There are occasionally times when the weather models at quite close range, 12 hours or even less, fail to simulate accurately areas of precipitation over the UK. This can be an issue if rainfall is heavy and persistent, thus requiring a weather warning for the hazards it may bring. But even more so if the precipitation falls as snow and causes widespread disruption which wasn’t warned with much advance notice.
Today was a good example of this. The 00z model runs this morning, run at midnight last night, generally failed to predict the extensiveness of rainfall across southern England this morning and early afternoon.
Comparing with the actual rainfall falling at 12 noon today, 03z UKV was way off with little rain across SE England, 00z ECMWF and 00z AROME only had rain across the far SE i.e. south and east of London. GFS best of a bad bunch but still not far enough north and west.
Actual rainfall at noon Tuesday 14th November 2023 from the Netweather radar
03z UKV and 00z AROME below, 00z ECMWF and GFS below that for noon today
It appears there is a ‘blind spot’ in simulating rainfall on the on the northwestern side of a frontal wave that was running east through the English Channel – which was better simulated by models in terms of rainfall.
A shortwave trough was following the frontal wave from the west and it appears the models struggled with breaking out convection and eventually more extensive heavy rainfall that developed and moved east across southern England, some of it convectively-driven.
Another example was back in January 2021, when the UKV again performed badly with northward extent with an area of snowfall. It was too far south compared to the radar for the same time frame.
Weather apps would have been rather useless for southern England this morning, as they are based on weather models that were probably predicting a drier morning and early afternoon across many locations away from southern coastal areas.

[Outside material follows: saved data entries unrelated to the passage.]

PR #463, opened 2022-11-19
Refactor use_heuristics for fast filter evaluation

andrews05:
This PR is an intermediary step between the introduction of new filters in #461 and a future rebalancing of optimisation levels.

This is all about improving speed, including new fast filter evaluation (similar to #185).
1. The ability to set multiple compression levels has been removed. In my experience, this was highly ineffective (like saving 5 bytes in 20MB) and removing it allowed some helpful simplifications which are relevant here. E.g. filtering is now done within the trial loop rather than beforehand, which possibly helps with performance a little. The change does mean that levels 5 and 6 are currently equivalent to 4, but the intention is to adjust these later to use the new filter strategies (which *are* effective). This isn't strictly necessary though, so could be reverted if you'd prefer to keep this ability.
2. The baseline evaluator trial now passes right through the evaluator and may be selected as the best result (but will be flagged as non-reduction). This has two immediate, though minor, effects: Firstly, if there are no other compression trials and the compressed baseline happened to be smaller than the original, it can be output directly rather than always reverting to the original. Secondly, it fixes an issue of non-determinism where if a reduction evaluation happened to complete *before* the baseline, but the baseline evaluation was actually smaller, the reduction would still be chosen for the output.
3. The baseline will only be set if any reductions are being attempted. This means that if there are no reductions, no work is actually done during the evaluation step, resulting in a helpful speed boost. Additionally, this fixes an issue where the baseline was never set if the interlacing flag was used, even if the interlacing didn't actually change.
4. The evaluator compression level and filters are now passed into the constructor, rather than being fixed constants.
5. The `use_heuristics` option is now `fast_evaluate` and switches into a different path for compression trials. This will take the output of the reduction evaluation, combine it with a similar evaluation of any additional filters (ones that weren't tested in reduction), and then perform a single main compression trial with the best filter. This is much faster and is more effective when only one filter was originally selected because it still actually has two filter results to compare if reductions were attempted. It is slightly less effective for multiple filters, though this doesn't currently affect any of the default levels. Additionally, if the specified compression level matches the one used for evaluations (as it does with o0), it can just output the evaluation result directly.

Here are some results from a set of sample images (original size 42955740):

| options | master size | master time | PR size | PR time |
|-|-|-|-|-|
| -o0 | 41229590 | 9.9s | 40993901 | 6.5s |
| -o1 | 32062204 | 36.3s | 31885429 | 33.1s |
| -o2 | 30405937 | 54.3s | 30405937 | 51.7s |
| -o1 -f0-5 | 30288484 | 47.0s | 30313128 | 36.8s |

- o0 is slightly more effective because filters 0 and 5 are both always tested in reductions. It is much faster because the baseline isn't being tested when there are no reductions, and because it doesn't actually do any compression trials.
- o1 is much the same, though doesn't get the same speed boost as it still has to do a compression trial.
- o2 is unchanged in size because it doesn't set the `fast_evaluate` option, but still receives some of the speed benefits.
- o1 with additional filters is slightly less effective because the filters are using the fast evaluation, but is of course much faster.

Things that didn't make the cut:
- I wanted to keep the filtered idat data from the evaluator so it didn't have to be refiltered for the compression trial but it would only be a small improvement and I decided it wasn't worth the additional refactoring that would be necessary. Maybe another time.
- I spent a *lot* of time testing faster evaluator settings, similar to #188, but ultimately decided to leave them as is.

Apologies for the long PR, I hope this is all helpful :)

Closes #185.
(Should probably close #188 as well.)

### DIFF
--- a/src/deflate/mod.rs
+++ b/src/deflate/mod.rs
@@ -1,5 +1,3 @@
-use indexmap::IndexSet;
-
 mod deflater;
 pub use deflater::crc32;
 pub use deflater::deflate;
@@ -17,8 +15,8 @@ pub use zopfli_oxipng::deflate as zopfli_deflate;
 pub enum Deflaters {
     /// Use libdeflater.
     Libdeflater {
-        /// Which compression levels to try on the file (1-12)
-        compression: IndexSet<u8>,
+        /// Which compression level to use on the file (1-12)
+        compression: u8,
     },
     #[cfg(feature = "zopfli")]
     /// Use the better but slower Zopfli implementation
@@ -29,3 +27,5 @@ pub enum Deflaters {
         iterations: NonZeroU8,
     },
 }
+
+impl Copy for Deflaters {}
--- a/src/deflate/mod.rs
+++ b/src/deflate/mod.rs
@@ -10,7 +10,7 @@ mod zopfli_oxipng;
 #[cfg(feature = "zopfli")]
 pub use zopfli_oxipng::deflate as zopfli_deflate;
 
-#[derive(Clone, Debug, PartialEq, Eq)]
+#[derive(Clone, Copy, Debug, PartialEq, Eq)]
 /// DEFLATE algorithms supported by oxipng
 pub enum Deflaters {
     /// Use libdeflater.
@@ -27,5 +27,3 @@ pub enum Deflaters {
         iterations: NonZeroU8,
     },
 }
-
-impl Copy for Deflaters {}
--- a/src/atomicmin.rs
+++ b/src/atomicmin.rs
@@ -27,7 +27,8 @@ impl AtomicMin {
         &self.val
     }
 
-    pub fn set_min(&self, new_val: usize) {
-        self.val.fetch_min(new_val, SeqCst);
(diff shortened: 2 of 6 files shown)


andrews05:
One other thought I had: It might be good to expose the use_heuristics option in the cli, and maybe rename it to something that better reflects what it does here. `--fast-filter-evaluation` seems a bit much though 😅. Thoughts?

There has been large advances in the reliability of weather models in predicting the weather up to 10 days at least and sometimes beyond, not thanks to increases in computing power compared to the 1980s, when the failure of the Met Office to forecast the Great Storm of October 1987 led to fundamental changes in UK weather forecasting. Following the storm, an internal Met Office enquiry was carried out, scrutinised by two independent assessors which identified changes that should be made to improve forecasts.

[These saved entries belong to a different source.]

PR #464, opened 2022-11-20
Fast deinterlace for 8-bit+

andrews05:
This is an easy one: A seperate deinterlace by bytes function, 10x faster than the bits functions.

Bench: deinterlacing_8_bits
Before: 62,269,705 ns/iter
After: 5,763,391 ns/iter


shssoichiro (approved):

shssoichiro:
Impressive, thanks!

Issue #459, opened 2022-10-29
Oxipng produces corrupted paletted images


DangerPie:
Pngcheck says "bKGD index (61) falls outside PLTE (61)"
[wrong_bKGD_index.zip](https://github.com/shssoichiro/oxipng/files/9893334/wrong_bKGD_index.zip)

andrews05:
Just FYI, I've been looking into this as it came up during some experiments I was doing. The bKGD colour can get dropped from the palette if it isn't used in the idat. I hope to get a PR up to fix this sometime, but it may be a little more involved than it seems...

DangerPie:
IrfanView refuses to show that image.

PR #466, opened 2022-11-29
Palette reduction fixes

andrews05:
This is primarily a fix for #459, which I ran into myself during some experiments. The issue is that the bKGD colour for indexed images may not be present in the idat and so the colour may get dropped from the palette, leaving an invalid index. This could happen not only due to palette reductions but also during output of the headers where the palette was being truncated to match the bit depth.

The following changes have been made:
- Reduction tests now verify that the bKGD index exists in the palette. This reveals failures in about 4 tests, which are fixed by later changes.
- Palette truncation on output will now consider the bKGD.
- Palette reduction will also ensure the bKGD colour is retained, even if not used in the idat.
- The palette_map_to_byte_map function will check the entire map when considering whether any change is necessary. This is important if there was an invalid index used in the idat and the palette needs to be extended to fix it.
- Stripping is now performed before reductions, to make sure the bKGD colour *won't* be retained in the palette if it is being stripped.
- The "safe" chunk list has been updated. This is not strictly relevant to the fixes here but as the bKGD is a bit annoying to deal with I wanted to make sure it's considered "safe" to strip. Happy to revert any of these if you disagree though:
  - Removed bKGD: This is explicitly ignored by web browsers and has little to no relevance in other modern software.
  - Removed hIST and sPLT: These are historic chunks that don't actually affect rendering on modern devices/software.
  - Removed gAMA and cHRM: These are generally outdated and also explicitly ignored by web browsers. [This article](https://hsivonen.fi/png-gamma/) explains why the gAMA is usually incorrect anyway, and could cause harm in older browsers.
  - Added cICP: This is very new chunk which overrides iCCP when recognised. [More info](https://w3c.github.io/PNG-spec/#cICP-chunk).


shssoichiro (approved):
Thanks!

PR #467, opened 2022-12-02
Rebalance presets

### LINKED ISSUE #106: An option to use zopfli but only once (for the final pass with probably-best filters/palette/etc.)
As we know Zopfli is very slow, so it's quite wasteful to run it several times.  
What I propose is a "fast zopfli" option which will make it work like this:
1) test various filters/palette/etc. combinations with a faster compression scheme (zlib-something)
2) pick the best filters/palette/etc. combination and use zopfli compression with them for the final result.  

I tested this approach on a collection of images (without modifying any code, just applying zopfli compression with `advdef` utility as a separate step), and it seems to give better compression/time tradeoff.

andrews05:
The final PR related to the new filters, this adds the `--fast` cli flag corresponding to the `fast_evaluation` option, and rebalances all the presets to take advantage of the new filters. The Bigrams filter is now the primary heuristic filter, replacing MinSum in reduction evaluations, as well as levels 0 and 1.
Additionally this changes the PngData struct to retain the filtered, uncompressed data in a separate property. This is important for level 2 with the `--fast` flag so that it doesn't have to refilter the data before the final compression.

The new optimisation levels are as follows:
```
-o 0   =>  --zc 5 --fast                (1 trial, determined heuristically)
-o 1   =>  --zc 10 --fast               (1 trial, determined heuristically)
-o 2   =>  --zc 11 -f 0,1,6,7 --fast    (1 trial, determined by fast evaluation)
-o 3   =>  --zc 11 -f 0,7,8,9           (4 trials)
-o 4   =>  --zc 12 -f 0,7,8,9           (4 trials; same as `-o 3` for zopfli)
-o 5   =>  --zc 12 -f 0,1,2,5,6,7,8,9   (8 trials)
-o 6   =>  --zc 12 -f 0-9               (10 trials)
```
Benchmarks with 241 images, totalling 42955740 bytes.
(master here is at [15a9b4a](https://github.com/shssoichiro/oxipng/tree/15a9b4a3e79f50a758f3f0a4f7e9aaf5ae649a21), prior to #463)
Level | master size | master time | PR size | PR time | PR time (-t1)
-- | -- | -- | -- | -- | --
-o0 | 41229590 | 10.32 | 33203093 | 11.78 | 14.47
-o1 | 32062164 | 36.10 | 30687260 | 34.24 | 38.29
-o2 | 30405937 | 54.50 | 29895213 | 52.85 | 1:05.04
-o3 | 30047538 | 1:11.41 | 29768631 | 1:11.60 | 3:22.97
-o4 | 29921386  | 1:49.01 | 29649297 | 1:42.22 | 5:10.51
-o5 | 29920135 | 3:22.76 | 29627181 | 2:21.63 | 9:45.03
-o6 | 29920135 | 3:41.16 | 29625437 | 3:11.03 | 12:01.32

Note level 0 is slightly slower but far more effective, due to no longer using the `--nz` flag.

One other minor detail to note: The heuristic selection used in levels 0 and 1 will now choose Bigrams for 8-bit indexed images. None is only used for bit depths < 8, where delta filters are often ineffective.

[edit]
This should close #106, as the `--fast` option should work well with zopfli.


shssoichiro (approved):
Thanks! Huge -o0 improvement!

PR #470, opened 2022-12-07
Fix Grayscale depth reduction with tRNS

### LINKED ISSUE #426: PNG files are often corrupted when inputs are monochrome.
```
Processing: Mona_Lisa-PNG8-Scatter-BW.png
    404x600 pixels, PNG format
    1x8 bits/pixel, Grayscale
    IDAT size = 18171 bytes
    File size = 18242 bytes
Reducing image to 1x1 bits/pixel, Grayscale
Trying: 6 combinations
Found better combination:
    zc = 0  zs = 0  f = 0        16966 bytes
    IDAT size = 16966 bytes (1205 bytes decrease)
    file size = 17037 bytes (1205 bytes = 6.61% decrease)
The resulting image is corrupted and will not be outputted.
This is a bug! Please report it at https://github.com/shssoichiro/oxipng/issues
The resulting image is corrupted
```

I don't know what's happening here, but I ran the command line `oxipng -s -o 6 -Z --fix *BW.png` in an attempt to figure out why earlier runs (without `-Z`, as well as with and without `-D`) had some corrupt images, but only for monochrome black and white PNGs (1-bit). All of the attached PNGs had corrupt output when given the above command line. I an on Windows 10 64-bit, and used a just-downloaded 5.0.1 release. Zopfli compression claimed it had significant size reductions, but then also that the output was corrupted and so was not saved. I don't have a Rust dev environment set up, and I suspect compiling oxipng from source would be a challenge for me, so I guess I'm just reporting what it says to report, and providing some of the images that failed.

Mona_Lisa-Gif-BlueNoise-BW
Mona_Lisa-Gif-ChaoticNoise-BW
Mona_Lisa-Gif-Diffusion-BW
Mona_Lisa-Gif-Gradient-BW
Mona_Lisa-Gif-Neue-BW
Mona_Lisa-Gif-None-BW
Mona_Lisa-Gif-Pattern-BW
Mona_Lisa-Gif-Scatter-BW

andrews05:
This is a fix for #426. The tRNS chunk was not being accounted for when reducing the bit depth of a grayscale image.
There are two possibilities we need to account for here:
1. If the tRNS value can be losslessly reduced to the new bit depth, we must do so.
2. If it can't be, this means the value does not appear in the IDAT and the tRNS must be removed.

I've added two tests for both of these cases.

The example images in #426 are in grayscale-8 with a tRNS value of 1 (near-black). This colour does not appear in the image and when the depth is reduced to 1-bit, the tRNS value of 1 now refers to white, making the image black and transparent instead of black and white.

Closes #426.

[edit]
Would be good if you could double-check my logic for validating the tRNS value. Or see if you have any ideas for achieving the same thing without a loop. I note the current grayscale reduction only supports reducing from 8-bit (not from 4 or 2), but the tRNS reduction/validation should continue to work even if that limitation is removed in future (it would be a bit of work though, so not inclined to do it right now).


andrews05:
Just realised tRNS isn’t accounted for in 16 to 8 reductions either. It’s probably highly unlikely to happen but I should fix that too…

andrews05:
So it seems the high bytes of the tRNS chunk are ignored for 8-bit, which means there's no need to reduce it during the 16 to 8 reduction.

shssoichiro (approved):

PR #474, opened 2022-12-10
Fix fast with zopfli

andrews05:
So I made a little mistake when I said the `--fast` flag would work well with zopfli: I failed to actually test this 😬
Here's a quick fix to make it actually work.


shssoichiro (approved):
Looks good, if I can get Github Actions to cooperate. Thanks.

In the 1980s, the Met Office supercomputer was capable of 200 million calculations per second, increasing to 1 trillion per second by 1997. Today, the met Office supercomputer can do 16,000 trillion calculations per second. It has 460,000 cores (Central Processing Units, or CPUs). It weighs 110 tonnes - as much as nine double decker buses!
This increase in computing power over the years has allowed the weather models to not only become higher in resolution - but to be run more frequently.

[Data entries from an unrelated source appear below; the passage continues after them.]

PR #468, opened 2022-12-04
More Reductions

andrews05:
This PR adds a new reduction from Grayscale+Alpha to Indexed, as discussed in #195.
Additionally, if alpha reductions are enabled, the black reduction is now performed prior to colour type reductions, which can allow reductions from alpha to indexed that may not have been possible otherwise. (This resulted in the bigger win in my tests).

Comparison on a sample set totalling 42,955,740 bytes:
Master: 27,751,163
PR: 27,457,738

Fixes #195.

PR #475, opened 2022-12-10
🚀 Revamp alpha optimisation

andrews05:
This PR introduces an entirely different approach to alpha optimisation, which is more effective than before and much faster. I think this is quite cool, so I'll start by showing off some benchmarks.

Set of non-reducible RGBA files totalling 15,737,898 bytes, compressed using `-o3`:
| Test | Size | Time |
|-|-|-|
| Without `-a` | 9,868,361 | 20.463 |
| With `-a`, master | 8,813,177 | 24.155 |
| With `-a`, PR | 8,754,222 | 20.488 |

Following comments on #468, I continued searching for better alpha techniques and eventually came across [CryoPNG](https://encode.su/threads/1260-CryoPNG-short-introduction). The key here is to alter the data such that it becomes zero when filtered. While CryoPNG does this assuming a single delta filter for the whole image, we can take it to the next level by integrating the technique into the actual filtering stage. This allows it to work for heuristic filters and actually help guide the heuristic selection.

The speed advantage is that there's no need to do any evaluator trials. Being tailored to the specific filter being applied, the output is near-optimal - this doesn't mean it's the best possible but does mean it would be difficult to improve upon. As such, the original image data is no longer considered - there are still images where the original data could be better but these would be quite rare and it would be impractical to evaluate in the new setup.

An example of what the technique looks like:
elephant elephant-reveal

I've removed all the redundant tests and associated files (and also some redundant deflate benches leftover from before the switch to libdeflate).


andrews05:
Additional improvement for indexed images: Palettes with multiple fully transparent entries will be appropriately reduced when alpha optimisation is enabled. This would generally be uncommon but can happen if e.g. an RGBA image with dirty alpha is reduced to palette *without* alpha optimisation and then is later re-run *with* alpha optimisation.

ace-dent:
Looks really interesting.
Cautionary comment: you may be effectively 'breaking' the images if then run through other compression engines. Some Users chain compression engines (and combine them! e.g. '[Huffmix](https://encode.su/threads/1313-Huffmix-a-PNGOUT-r-catalyst)')- so block split thresholds and freedom to choose other filters will break greatly affected based on these *hard* changes made to the image.

I'd like to be able to specify a dirty transparency technique applied - like 'Up' in cryopng- to then pass through different compression engines, etc. With Oxipng, can I force the filter (`0`–`5`) and generate 6 different images to evaluate?

andrews05:
@ace-dent Thanks for your comment! Yes, you can force the filter with `-f`. Note that oxipng tries multiple filter strategies according to the preset you use, with all 10 (5 delta + 5 heuristic) being evaluated at the highest preset (`-o6`).

I guess you could try all 10 independently and run each of those through your chain, though I would be surprised if you end up finding a filter strategy that worked better than the one oxipng would have chosen itself (for RGBA, it’s usually the Brute strategy). Filters and good alpha optimisation have to work hand in hand, so any other tool that you use that tries to select better filters without some attempt to optimise alpha for that filter is unlikely to succeed. Does this make sense? Feel free to correct me if I’m misunderstanding here. 

(Also note that any type of alpha optimisation is necessarily a “hard” change to the image, so this PR is no different from oxipng’s existing alpha techniques in that sense.)

andrews05:
As an example, the mouse png demonstrated by CryoPNG came out at 105,035 using a mishmash of tools. Oxipng previously could only achieve around 109k, but with this PR it can single-handedly reach 104,308 (or 103,921 in zopfli mode).

As a *counter* example, the coloured spots image in #460 has very nice gradient background when you remove the alpha - highly structured data that works well with delta filters. In current oxipng this would optimized 20,391 bytes - the evaluator would choose to keep the existing background. But in this PR it instead comes out at 24,348 because it makes no attempt to evaluate the existing background. This type of image is very much the exception, but the difference is significant enough (nearly 20%) that it may be worth attempting to resolve...

andrews05:
@shssoichiro Thanks for merging! I continued investigating the regression with the particular image I mentioned above. The good news is the problem turned out to be greatly reduced at `-o6` when the paeth filter kicked in.
I did toy around with disabling alpha optimisations for the paeth filter specifically, which completely mitigated the issue for that image with negligible impact on any others, but it seemed very hacky and over-specialised. So I'm inclined to leave it as is, but let me know if you have any thoughts.

shssoichiro:
If you think there's a strong case for disabling alpha opts for paeth because there's negligible improvements to be had, I'd be fine with adding that logic, as long as we're confident it can be generalized across a majority of images with paeth filtering. What I don't want to do is over-specialize to one or two edge case images at the cost of the majority of images.

ace-dent:
Thanks @andrews05 and @shssoichiro for your replies. 
Over the years (working on pngslim) I've found many examples that compressed better with the original 'dirty alpha' left intact. I'd love to do some testing with Oxipng... might you add w32 builds to future releases?

andrews05:
@shssoichiro Well I was hoping it would give improvements on other images where the original alpha was slightly better too, but it turned out to only work for that one image in my set. And the downside of disabling alpha on paeth would be that if you had a version of that same image where the alpha had been cleaned/blackened, the paeth filter *with* alpha optimisation would actually do quite a good job with it. So the result is it specialises one or two edge cases at the cost of one or two other edge cases, which is probably not the right thing to do.

@ace-dent Oh, you're the pngslim author? Not one I've tried myself (not a Windows user) but great to see your work there.
You're absolutely right that some images are better with the original alpha left intact. This is far less so with the changes here, but still true all the same. There can indeed be losses with oxipng now that it no longer evaluates this, but these are both small and rare and I think the improvements in the average case far outweigh this. If you want to get the best result and speed is no object, you could always try running it both with and without alpha optimisations (`-a`) and see which one is better.

shssoichiro:
@ace-dent There used to be w32 builds as part of the Github releases, but it ended up being removed a while back due to being difficult to maintain for something that sees relatively little use. For the foreseeable future, if you're on 32-bit Windows you'll need to compile oxipng yourself.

In October 1987, the detailed forecast that focused on the UK ran just twice a day. Today it is run four times a day and at a much higher resolution, allowing more local detail to feature in forecasts.
However, today’s example and the snow event in January 2021 shows the limitations of even high-resolution models, particularly the Met Office’s UKV, in getting the position and extent of rainfall or snowfall correct and we aren’t talking 10-20 miles, we’re talking over 80 miles out. Which is not useful if warnings are to be issued in good time to allow people to change plans or make preparations.
The newest development in global weather models uses Artificial Intelligence. This newly developed global weather model bases its predictions on the past 40 years of weather data, rather than on detailed physics calculations. The simple, data-based A.I. model can simulate a year’s weather around the globe much more quickly and almost as well as traditional weather models, by taking similar repeated steps from one forecast to the next. These data-driven forecasts are produced by machine-learning-based forecasting models.
Machine learning is essentially doing a glorified version of pattern recognition. It sees a typical pattern, recognises how it usually evolves and decides what to do based on the examples it has seen in the past 40 years of data.
But, as the two examples I’ve shown show, even at short range the models can be inaccurate with rainfall extent less than 12 hours ahead. This tends to be more evident with thunderstorms in summer, as models can perform poorly with simulating convection, particularly in warm moist plumes that destabilise in the mid-levels. But it’s a good reason to nowcast using the Netweather radar for an hour or so ahead to see if rain / snow is moving your direction, rather than using relying on weather apps. There is a 'future radar' that allows you to look a few hours ahead of where rainfall may move and/or develop basedon current radar.